## About this exercise
Your task is to find every line in the records that holds the string "stored" and copy it.
--- Dataset records Enclosed Below ---
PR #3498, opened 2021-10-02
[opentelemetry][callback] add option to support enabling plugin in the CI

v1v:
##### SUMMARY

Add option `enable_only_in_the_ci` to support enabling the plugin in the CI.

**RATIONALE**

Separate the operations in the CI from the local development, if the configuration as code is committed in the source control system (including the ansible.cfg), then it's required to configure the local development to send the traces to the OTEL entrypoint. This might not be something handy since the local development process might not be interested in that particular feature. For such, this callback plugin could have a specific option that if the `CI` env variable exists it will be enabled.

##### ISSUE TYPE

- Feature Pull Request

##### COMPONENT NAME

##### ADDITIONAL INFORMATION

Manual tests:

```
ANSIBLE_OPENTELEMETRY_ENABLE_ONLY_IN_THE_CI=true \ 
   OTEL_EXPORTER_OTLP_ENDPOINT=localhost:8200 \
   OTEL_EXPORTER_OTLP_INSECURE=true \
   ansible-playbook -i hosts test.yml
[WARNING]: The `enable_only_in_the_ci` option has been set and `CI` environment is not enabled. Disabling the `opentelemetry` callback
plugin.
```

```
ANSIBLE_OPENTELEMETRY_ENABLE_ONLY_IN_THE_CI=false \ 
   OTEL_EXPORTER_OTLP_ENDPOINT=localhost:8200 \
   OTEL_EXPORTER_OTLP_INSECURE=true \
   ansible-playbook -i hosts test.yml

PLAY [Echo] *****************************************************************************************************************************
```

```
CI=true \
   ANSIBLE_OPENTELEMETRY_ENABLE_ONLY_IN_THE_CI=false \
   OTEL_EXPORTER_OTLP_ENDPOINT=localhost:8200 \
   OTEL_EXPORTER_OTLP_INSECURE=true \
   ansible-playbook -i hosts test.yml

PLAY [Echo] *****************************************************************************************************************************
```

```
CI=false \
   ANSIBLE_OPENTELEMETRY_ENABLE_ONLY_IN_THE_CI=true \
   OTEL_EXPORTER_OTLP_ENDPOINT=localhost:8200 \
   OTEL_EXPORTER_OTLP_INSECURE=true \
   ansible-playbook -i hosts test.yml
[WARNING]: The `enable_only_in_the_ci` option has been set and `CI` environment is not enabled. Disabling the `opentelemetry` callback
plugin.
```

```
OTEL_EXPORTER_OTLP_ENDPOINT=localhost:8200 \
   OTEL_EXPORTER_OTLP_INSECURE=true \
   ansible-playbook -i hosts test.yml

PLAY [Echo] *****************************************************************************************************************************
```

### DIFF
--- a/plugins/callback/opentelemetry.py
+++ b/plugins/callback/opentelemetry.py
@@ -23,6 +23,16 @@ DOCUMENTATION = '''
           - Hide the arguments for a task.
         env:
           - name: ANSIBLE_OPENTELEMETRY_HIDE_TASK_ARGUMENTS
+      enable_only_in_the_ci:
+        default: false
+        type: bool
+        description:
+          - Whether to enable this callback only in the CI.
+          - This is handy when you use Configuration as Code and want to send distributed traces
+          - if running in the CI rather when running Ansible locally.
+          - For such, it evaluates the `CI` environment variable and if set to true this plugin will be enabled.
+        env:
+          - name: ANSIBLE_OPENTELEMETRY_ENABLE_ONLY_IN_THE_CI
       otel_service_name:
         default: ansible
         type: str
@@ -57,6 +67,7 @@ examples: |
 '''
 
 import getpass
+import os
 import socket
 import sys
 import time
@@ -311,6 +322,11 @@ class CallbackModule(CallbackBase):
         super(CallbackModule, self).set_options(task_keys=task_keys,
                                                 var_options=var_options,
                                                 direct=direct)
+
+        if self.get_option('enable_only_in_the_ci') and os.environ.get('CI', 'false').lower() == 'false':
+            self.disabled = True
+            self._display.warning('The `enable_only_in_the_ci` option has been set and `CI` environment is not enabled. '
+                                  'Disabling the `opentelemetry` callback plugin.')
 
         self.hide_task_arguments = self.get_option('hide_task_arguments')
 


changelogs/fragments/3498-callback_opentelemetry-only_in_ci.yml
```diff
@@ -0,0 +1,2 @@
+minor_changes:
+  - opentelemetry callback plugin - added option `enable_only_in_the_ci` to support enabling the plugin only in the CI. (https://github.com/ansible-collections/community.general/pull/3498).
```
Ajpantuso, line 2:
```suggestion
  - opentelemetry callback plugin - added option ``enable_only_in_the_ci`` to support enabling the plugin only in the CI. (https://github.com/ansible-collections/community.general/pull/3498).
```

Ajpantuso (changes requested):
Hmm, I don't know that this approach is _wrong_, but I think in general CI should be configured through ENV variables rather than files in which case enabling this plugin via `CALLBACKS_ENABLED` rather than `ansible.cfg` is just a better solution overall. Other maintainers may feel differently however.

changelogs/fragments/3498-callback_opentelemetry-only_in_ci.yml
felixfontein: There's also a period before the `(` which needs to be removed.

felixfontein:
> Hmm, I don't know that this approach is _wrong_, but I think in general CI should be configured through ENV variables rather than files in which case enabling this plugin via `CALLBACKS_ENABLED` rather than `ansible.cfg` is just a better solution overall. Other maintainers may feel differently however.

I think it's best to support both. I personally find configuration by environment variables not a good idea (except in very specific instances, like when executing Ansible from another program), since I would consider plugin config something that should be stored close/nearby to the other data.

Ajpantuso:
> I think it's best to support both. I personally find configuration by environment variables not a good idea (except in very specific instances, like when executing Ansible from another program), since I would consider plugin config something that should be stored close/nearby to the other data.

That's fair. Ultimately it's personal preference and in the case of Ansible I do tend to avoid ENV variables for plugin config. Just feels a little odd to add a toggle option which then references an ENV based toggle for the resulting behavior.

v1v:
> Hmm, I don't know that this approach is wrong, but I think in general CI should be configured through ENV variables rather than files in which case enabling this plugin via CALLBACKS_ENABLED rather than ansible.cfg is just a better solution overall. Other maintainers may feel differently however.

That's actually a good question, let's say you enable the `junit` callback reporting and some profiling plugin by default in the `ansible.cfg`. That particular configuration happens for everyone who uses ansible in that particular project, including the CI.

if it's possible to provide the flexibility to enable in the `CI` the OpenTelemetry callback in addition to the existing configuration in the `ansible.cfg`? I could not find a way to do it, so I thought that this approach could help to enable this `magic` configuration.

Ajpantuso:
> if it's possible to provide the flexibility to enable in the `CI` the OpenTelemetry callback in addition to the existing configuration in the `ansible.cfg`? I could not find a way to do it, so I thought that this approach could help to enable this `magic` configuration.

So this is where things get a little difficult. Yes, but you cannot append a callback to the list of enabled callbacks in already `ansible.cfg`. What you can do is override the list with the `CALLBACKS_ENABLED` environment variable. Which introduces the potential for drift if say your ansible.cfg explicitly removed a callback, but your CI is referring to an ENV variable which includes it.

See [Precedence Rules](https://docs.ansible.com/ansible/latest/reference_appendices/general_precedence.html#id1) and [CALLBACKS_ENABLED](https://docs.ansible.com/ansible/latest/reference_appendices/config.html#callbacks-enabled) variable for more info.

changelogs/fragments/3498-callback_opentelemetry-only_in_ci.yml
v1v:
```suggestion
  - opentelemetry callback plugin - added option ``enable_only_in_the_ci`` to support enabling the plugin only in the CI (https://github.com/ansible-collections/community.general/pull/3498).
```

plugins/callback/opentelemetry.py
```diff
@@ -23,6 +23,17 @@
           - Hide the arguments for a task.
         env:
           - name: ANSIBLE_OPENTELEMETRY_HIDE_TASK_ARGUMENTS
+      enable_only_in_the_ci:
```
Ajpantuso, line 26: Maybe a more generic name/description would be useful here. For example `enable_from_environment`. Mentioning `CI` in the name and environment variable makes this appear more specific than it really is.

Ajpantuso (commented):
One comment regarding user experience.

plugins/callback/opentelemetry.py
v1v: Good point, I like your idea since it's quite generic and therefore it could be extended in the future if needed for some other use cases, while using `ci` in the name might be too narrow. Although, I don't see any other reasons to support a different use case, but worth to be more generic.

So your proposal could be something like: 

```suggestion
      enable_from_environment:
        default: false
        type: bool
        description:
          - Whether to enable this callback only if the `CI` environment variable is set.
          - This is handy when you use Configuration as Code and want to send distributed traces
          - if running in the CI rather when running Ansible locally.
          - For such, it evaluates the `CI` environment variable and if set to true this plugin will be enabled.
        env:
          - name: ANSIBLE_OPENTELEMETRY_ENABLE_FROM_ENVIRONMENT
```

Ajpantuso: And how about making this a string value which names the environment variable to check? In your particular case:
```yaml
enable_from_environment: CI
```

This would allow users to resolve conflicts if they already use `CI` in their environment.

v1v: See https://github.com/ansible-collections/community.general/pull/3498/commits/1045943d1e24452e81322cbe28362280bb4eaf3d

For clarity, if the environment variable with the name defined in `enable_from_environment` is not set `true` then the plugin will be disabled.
--- End of Enclosed Dataset records ---
## Worked solution
I think it's best to support both. I personally find configuration by environment variables not a good idea (except in very specific instances, like when executing Ansible from another program), since I would consider plugin config something that should be stored close/nearby to the other data.
> I think it's best to support both. I personally find configuration by environment variables not a good idea (except in very specific instances, like when executing Ansible from another program), since I would consider plugin config something that should be stored close/nearby to the other data.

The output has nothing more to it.